▸ **Work request**: Print the data in full, exactly as it reads.

▸ **The data**:

__________________________________________________

PR #1053, opened 2020-11-30
chore: Add ESLint Prettier setup and Drop JSHint

nschonni:
I don't always agree with the prettier choices, but it gives a good consistent style to a codebase.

__________________________________________________

▸ **Result of the task**:
PR #1053, opened 2020-11-30
chore: Add ESLint Prettier setup and Drop JSHint

nschonni:
I don't always agree with the prettier choices, but it gives a good consistent style to a codebase.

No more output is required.